= The input =
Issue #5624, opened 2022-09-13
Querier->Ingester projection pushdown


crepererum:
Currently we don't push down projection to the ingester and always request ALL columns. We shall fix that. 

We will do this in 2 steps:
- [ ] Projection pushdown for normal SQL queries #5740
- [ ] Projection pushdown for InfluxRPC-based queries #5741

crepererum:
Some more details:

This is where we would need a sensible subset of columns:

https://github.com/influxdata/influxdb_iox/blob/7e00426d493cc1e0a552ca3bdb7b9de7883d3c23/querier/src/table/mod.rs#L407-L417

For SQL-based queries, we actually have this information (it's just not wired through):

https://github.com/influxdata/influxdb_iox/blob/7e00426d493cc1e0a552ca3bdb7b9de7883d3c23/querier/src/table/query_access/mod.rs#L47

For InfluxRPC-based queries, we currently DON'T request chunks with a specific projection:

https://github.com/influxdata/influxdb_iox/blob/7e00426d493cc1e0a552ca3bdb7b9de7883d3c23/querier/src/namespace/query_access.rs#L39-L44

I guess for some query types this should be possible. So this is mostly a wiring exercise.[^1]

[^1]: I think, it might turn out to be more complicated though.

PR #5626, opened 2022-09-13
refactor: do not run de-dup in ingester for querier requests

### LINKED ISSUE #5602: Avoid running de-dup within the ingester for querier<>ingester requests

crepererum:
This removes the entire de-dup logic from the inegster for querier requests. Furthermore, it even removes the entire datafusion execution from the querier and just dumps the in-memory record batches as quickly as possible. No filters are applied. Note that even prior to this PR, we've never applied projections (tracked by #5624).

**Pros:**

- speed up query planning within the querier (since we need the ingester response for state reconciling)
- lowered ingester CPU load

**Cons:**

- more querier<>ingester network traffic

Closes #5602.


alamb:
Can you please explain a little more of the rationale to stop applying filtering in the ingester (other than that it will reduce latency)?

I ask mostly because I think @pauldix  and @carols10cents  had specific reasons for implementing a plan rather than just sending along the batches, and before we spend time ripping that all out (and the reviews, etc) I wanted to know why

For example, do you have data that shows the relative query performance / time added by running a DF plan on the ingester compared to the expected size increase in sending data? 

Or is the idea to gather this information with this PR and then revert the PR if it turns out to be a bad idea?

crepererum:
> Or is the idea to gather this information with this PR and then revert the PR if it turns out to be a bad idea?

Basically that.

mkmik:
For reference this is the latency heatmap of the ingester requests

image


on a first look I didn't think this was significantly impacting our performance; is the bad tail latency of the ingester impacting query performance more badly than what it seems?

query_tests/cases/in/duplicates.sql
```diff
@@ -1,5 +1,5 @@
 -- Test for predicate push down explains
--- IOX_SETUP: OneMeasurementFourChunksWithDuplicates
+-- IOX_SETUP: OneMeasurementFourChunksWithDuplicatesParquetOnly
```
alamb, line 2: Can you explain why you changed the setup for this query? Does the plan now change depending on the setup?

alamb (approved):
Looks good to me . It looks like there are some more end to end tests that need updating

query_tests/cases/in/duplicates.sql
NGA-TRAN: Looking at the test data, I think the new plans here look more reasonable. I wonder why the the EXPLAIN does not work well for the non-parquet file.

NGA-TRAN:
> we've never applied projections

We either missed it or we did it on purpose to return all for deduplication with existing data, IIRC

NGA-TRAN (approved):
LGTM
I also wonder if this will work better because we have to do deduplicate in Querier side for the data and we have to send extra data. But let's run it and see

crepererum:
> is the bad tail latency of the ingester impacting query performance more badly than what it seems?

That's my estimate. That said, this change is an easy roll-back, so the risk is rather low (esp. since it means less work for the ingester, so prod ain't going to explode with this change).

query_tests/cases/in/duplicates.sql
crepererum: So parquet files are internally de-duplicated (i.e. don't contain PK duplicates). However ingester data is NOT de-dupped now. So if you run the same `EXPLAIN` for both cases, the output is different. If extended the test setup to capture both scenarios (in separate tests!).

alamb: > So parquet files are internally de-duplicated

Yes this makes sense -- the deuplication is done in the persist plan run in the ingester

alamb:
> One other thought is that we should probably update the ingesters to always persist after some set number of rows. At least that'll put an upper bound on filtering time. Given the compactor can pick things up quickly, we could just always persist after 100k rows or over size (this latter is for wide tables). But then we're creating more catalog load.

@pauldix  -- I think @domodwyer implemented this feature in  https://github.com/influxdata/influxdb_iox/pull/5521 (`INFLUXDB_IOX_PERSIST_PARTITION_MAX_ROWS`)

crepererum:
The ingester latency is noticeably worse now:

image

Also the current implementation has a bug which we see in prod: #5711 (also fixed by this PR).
==
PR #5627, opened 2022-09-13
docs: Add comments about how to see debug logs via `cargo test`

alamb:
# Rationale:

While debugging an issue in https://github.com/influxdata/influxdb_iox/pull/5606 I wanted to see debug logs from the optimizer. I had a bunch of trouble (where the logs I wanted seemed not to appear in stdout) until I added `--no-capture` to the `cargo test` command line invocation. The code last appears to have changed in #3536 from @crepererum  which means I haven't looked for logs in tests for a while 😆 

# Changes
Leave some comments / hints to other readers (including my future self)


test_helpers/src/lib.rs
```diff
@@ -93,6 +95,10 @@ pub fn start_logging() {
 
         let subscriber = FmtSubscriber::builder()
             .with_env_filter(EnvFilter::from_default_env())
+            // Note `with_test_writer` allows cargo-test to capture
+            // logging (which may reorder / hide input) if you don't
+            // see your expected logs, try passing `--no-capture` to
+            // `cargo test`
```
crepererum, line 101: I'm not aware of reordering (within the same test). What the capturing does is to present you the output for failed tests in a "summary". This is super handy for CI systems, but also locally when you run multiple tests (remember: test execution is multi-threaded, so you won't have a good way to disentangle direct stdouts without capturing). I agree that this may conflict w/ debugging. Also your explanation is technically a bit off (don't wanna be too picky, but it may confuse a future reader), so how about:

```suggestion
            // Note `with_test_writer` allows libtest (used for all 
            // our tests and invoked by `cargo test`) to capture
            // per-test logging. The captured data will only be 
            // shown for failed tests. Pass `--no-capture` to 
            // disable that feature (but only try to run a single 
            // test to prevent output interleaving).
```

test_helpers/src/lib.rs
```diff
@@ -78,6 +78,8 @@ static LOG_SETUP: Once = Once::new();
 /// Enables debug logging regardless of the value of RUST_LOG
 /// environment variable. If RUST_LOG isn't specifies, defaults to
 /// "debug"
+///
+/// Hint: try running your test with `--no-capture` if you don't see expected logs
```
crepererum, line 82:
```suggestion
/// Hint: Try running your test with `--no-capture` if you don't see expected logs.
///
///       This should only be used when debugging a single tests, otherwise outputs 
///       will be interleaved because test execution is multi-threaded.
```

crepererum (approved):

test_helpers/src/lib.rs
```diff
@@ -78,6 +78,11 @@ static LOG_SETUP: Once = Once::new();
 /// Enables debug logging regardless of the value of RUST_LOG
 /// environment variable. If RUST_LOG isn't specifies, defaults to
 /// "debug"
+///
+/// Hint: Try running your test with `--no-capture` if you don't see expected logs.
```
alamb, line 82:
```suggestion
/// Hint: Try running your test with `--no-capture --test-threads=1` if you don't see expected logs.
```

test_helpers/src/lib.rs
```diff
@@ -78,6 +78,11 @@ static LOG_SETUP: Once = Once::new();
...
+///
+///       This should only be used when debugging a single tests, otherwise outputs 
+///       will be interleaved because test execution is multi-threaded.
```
--
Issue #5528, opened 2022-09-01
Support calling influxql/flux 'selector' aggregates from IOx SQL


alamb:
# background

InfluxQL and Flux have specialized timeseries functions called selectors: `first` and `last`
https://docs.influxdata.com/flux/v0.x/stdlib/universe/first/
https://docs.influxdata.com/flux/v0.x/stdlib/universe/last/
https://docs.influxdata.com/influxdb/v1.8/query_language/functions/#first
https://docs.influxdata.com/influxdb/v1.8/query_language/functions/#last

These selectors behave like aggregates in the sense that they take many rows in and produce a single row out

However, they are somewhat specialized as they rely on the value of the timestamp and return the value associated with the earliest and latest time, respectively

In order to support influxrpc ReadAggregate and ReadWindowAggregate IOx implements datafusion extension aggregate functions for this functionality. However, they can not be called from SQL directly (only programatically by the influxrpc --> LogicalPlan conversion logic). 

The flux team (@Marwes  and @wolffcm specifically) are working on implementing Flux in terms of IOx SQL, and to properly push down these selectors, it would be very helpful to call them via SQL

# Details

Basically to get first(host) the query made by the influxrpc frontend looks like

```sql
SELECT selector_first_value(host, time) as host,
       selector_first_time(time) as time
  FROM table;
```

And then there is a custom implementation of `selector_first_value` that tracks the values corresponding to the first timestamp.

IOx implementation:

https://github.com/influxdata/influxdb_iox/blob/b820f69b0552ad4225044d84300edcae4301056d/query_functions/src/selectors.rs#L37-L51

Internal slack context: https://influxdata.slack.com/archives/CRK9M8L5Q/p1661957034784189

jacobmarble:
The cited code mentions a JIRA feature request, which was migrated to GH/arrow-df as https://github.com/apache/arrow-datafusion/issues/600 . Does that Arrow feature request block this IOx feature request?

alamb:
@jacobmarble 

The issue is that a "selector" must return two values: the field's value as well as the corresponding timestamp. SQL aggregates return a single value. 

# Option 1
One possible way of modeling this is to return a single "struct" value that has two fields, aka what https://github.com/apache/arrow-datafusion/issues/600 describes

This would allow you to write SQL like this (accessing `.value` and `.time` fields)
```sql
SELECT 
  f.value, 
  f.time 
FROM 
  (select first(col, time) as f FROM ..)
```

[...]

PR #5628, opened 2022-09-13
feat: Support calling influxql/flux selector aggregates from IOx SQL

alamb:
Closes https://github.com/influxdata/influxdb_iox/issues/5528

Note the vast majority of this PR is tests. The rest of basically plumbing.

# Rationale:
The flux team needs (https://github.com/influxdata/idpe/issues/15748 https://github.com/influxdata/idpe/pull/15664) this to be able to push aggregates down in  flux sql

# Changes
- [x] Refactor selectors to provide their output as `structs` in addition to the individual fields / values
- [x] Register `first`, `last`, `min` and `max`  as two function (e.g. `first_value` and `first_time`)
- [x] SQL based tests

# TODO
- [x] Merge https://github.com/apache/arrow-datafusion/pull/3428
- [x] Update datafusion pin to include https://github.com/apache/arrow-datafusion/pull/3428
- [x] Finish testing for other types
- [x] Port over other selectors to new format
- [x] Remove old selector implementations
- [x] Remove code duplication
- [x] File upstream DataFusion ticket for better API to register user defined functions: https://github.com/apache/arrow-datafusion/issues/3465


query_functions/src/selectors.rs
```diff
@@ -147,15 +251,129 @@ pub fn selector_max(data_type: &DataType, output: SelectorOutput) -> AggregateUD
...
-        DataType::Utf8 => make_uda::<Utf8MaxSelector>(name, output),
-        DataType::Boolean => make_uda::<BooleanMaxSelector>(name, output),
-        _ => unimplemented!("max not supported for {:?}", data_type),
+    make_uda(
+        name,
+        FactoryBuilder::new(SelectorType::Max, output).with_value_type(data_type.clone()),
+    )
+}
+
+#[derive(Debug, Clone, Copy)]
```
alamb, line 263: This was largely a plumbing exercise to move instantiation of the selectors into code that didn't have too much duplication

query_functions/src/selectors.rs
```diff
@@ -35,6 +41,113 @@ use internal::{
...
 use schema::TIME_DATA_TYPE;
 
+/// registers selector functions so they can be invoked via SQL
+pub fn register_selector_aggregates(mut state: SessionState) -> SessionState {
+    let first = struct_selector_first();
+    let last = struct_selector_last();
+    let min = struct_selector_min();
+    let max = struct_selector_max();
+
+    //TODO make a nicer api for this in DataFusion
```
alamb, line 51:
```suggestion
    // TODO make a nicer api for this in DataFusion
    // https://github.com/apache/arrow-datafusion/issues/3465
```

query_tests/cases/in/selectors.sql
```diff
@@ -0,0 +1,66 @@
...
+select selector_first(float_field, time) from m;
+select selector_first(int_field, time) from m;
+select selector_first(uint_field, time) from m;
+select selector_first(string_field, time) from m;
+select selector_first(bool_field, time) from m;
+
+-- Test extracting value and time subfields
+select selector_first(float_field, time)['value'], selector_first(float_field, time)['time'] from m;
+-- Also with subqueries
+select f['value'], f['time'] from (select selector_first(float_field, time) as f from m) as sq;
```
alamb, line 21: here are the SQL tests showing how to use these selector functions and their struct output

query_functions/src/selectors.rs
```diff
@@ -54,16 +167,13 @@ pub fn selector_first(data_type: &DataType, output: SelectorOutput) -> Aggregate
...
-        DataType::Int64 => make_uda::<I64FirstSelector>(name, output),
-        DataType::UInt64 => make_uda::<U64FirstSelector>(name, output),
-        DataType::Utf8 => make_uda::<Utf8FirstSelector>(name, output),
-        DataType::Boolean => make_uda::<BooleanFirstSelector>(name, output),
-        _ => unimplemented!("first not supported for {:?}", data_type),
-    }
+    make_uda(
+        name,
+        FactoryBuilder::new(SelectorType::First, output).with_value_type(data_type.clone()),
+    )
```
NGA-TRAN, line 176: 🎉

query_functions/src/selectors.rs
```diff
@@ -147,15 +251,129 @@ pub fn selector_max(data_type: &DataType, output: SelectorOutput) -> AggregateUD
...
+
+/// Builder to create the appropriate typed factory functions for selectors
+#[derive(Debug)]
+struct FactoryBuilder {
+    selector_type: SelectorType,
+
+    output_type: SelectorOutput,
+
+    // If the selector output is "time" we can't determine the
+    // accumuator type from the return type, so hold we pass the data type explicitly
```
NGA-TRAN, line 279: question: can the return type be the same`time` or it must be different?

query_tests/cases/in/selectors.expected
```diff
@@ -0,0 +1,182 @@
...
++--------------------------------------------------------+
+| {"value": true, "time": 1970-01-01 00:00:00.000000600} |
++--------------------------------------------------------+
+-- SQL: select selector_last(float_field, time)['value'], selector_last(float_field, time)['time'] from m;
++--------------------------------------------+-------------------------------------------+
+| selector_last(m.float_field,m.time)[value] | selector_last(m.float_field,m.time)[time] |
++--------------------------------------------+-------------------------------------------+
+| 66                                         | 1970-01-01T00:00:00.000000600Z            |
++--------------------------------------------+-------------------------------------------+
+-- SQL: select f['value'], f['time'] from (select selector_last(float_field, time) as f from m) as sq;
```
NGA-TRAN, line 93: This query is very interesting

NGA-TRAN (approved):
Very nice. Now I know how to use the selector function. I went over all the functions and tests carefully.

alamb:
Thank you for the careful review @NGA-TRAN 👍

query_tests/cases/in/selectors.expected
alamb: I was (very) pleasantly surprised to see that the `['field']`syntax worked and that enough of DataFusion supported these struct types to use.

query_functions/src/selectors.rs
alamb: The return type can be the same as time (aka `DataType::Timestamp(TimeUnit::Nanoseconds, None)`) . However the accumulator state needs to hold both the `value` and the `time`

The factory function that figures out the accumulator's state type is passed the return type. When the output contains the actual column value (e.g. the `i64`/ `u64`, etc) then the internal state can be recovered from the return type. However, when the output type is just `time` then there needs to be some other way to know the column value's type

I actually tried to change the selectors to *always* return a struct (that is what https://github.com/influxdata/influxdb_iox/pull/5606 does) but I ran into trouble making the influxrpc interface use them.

= Instructions to follow =
Take the lines above from the one containing "Issue #5624, opened 2022-09-13" down to the one containing "[^1]: I think, it", and transcribe them exactly, both ends included.

= Response to this exercise =
Issue #5624, opened 2022-09-13
Querier->Ingester projection pushdown


crepererum:
Currently we don't push down projection to the ingester and always request ALL columns. We shall fix that. 

We will do this in 2 steps:
- [ ] Projection pushdown for normal SQL queries #5740
- [ ] Projection pushdown for InfluxRPC-based queries #5741

crepererum:
Some more details:

This is where we would need a sensible subset of columns:

https://github.com/influxdata/influxdb_iox/blob/7e00426d493cc1e0a552ca3bdb7b9de7883d3c23/querier/src/table/mod.rs#L407-L417

For SQL-based queries, we actually have this information (it's just not wired through):

https://github.com/influxdata/influxdb_iox/blob/7e00426d493cc1e0a552ca3bdb7b9de7883d3c23/querier/src/table/query_access/mod.rs#L47

For InfluxRPC-based queries, we currently DON'T request chunks with a specific projection:

https://github.com/influxdata/influxdb_iox/blob/7e00426d493cc1e0a552ca3bdb7b9de7883d3c23/querier/src/namespace/query_access.rs#L39-L44

I guess for some query types this should be possible. So this is mostly a wiring exercise.[^1]

[^1]: I think, it might turn out to be more complicated though.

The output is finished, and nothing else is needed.